## What is needed
Look through the data below for the line with "PR #1142, opened 2020-02-12" and the line with "This is indeed", then output those two and all lines in between, exactly as written.

━━━━

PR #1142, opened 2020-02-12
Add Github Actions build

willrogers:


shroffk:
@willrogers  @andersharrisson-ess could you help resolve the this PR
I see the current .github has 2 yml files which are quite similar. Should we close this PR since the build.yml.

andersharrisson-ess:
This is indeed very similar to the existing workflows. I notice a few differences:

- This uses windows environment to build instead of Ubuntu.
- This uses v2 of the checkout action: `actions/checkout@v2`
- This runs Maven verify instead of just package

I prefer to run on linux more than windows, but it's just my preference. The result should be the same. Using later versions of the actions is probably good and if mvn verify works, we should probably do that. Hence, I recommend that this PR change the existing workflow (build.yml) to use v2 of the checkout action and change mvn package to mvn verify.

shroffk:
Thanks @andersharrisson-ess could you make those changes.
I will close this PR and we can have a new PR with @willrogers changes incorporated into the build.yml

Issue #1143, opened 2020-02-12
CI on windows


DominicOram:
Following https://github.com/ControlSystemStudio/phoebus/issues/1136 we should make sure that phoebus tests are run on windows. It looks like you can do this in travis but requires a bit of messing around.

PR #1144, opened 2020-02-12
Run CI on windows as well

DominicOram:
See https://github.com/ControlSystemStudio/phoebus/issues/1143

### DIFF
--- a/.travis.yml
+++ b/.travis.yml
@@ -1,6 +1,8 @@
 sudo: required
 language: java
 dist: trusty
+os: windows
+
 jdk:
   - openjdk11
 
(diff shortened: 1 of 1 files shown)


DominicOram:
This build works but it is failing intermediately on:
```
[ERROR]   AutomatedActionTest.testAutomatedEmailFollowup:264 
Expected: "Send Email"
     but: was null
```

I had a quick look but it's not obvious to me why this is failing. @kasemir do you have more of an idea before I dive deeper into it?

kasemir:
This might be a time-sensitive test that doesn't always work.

━━━━

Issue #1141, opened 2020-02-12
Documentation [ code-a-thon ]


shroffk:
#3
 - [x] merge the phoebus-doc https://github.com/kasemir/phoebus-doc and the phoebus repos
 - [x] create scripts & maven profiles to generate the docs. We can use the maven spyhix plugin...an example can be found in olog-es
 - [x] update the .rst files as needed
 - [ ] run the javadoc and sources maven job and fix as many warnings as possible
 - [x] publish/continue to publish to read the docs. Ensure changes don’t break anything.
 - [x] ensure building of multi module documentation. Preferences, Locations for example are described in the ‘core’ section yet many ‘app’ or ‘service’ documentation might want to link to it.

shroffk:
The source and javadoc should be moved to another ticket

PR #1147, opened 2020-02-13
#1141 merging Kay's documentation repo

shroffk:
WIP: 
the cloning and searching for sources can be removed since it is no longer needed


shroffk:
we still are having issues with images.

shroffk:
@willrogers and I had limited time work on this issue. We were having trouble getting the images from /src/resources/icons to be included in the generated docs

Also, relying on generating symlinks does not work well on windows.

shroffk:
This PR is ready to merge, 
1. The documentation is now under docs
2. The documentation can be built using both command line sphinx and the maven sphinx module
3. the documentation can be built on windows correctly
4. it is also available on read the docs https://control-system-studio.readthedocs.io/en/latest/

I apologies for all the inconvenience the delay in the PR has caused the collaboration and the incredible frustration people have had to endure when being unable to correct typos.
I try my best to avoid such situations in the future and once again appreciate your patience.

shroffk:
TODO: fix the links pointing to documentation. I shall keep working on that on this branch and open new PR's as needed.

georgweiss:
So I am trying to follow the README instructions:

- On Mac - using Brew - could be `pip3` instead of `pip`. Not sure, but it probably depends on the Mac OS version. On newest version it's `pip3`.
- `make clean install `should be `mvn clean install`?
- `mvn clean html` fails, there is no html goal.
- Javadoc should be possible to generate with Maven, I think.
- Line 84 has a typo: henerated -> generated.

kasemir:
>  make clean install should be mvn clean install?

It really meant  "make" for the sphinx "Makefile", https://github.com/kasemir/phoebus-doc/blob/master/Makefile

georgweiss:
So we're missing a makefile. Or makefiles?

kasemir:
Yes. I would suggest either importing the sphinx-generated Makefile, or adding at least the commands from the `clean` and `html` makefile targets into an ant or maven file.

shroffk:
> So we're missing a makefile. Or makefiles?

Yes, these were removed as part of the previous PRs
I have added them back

━━━━

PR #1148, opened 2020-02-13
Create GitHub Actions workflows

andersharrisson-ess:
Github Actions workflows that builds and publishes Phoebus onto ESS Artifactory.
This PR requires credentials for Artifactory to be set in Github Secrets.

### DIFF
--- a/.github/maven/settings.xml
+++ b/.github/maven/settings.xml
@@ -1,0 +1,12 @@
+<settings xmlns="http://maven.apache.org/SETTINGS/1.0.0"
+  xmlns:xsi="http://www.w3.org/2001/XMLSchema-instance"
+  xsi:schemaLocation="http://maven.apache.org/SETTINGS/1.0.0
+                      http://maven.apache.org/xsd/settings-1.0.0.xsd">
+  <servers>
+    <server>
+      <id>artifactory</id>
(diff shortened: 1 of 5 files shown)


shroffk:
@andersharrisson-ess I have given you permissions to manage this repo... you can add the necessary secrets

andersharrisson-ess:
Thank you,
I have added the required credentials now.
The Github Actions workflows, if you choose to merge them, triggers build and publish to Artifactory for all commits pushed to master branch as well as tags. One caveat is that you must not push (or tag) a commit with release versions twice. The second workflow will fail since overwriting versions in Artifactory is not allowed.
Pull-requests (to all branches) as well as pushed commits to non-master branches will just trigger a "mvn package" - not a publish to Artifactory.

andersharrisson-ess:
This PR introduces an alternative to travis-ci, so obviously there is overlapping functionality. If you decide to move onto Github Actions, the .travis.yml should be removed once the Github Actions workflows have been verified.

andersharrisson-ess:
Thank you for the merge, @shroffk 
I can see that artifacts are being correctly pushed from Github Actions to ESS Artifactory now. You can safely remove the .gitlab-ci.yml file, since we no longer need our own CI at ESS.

━━━━

## Solution to this task
PR #1142, opened 2020-02-12
Add Github Actions build

willrogers:


shroffk:
@willrogers  @andersharrisson-ess could you help resolve the this PR
I see the current .github has 2 yml files which are quite similar. Should we close this PR since the build.yml.

andersharrisson-ess:
This is indeed very similar to the existing workflows. I notice a few differences:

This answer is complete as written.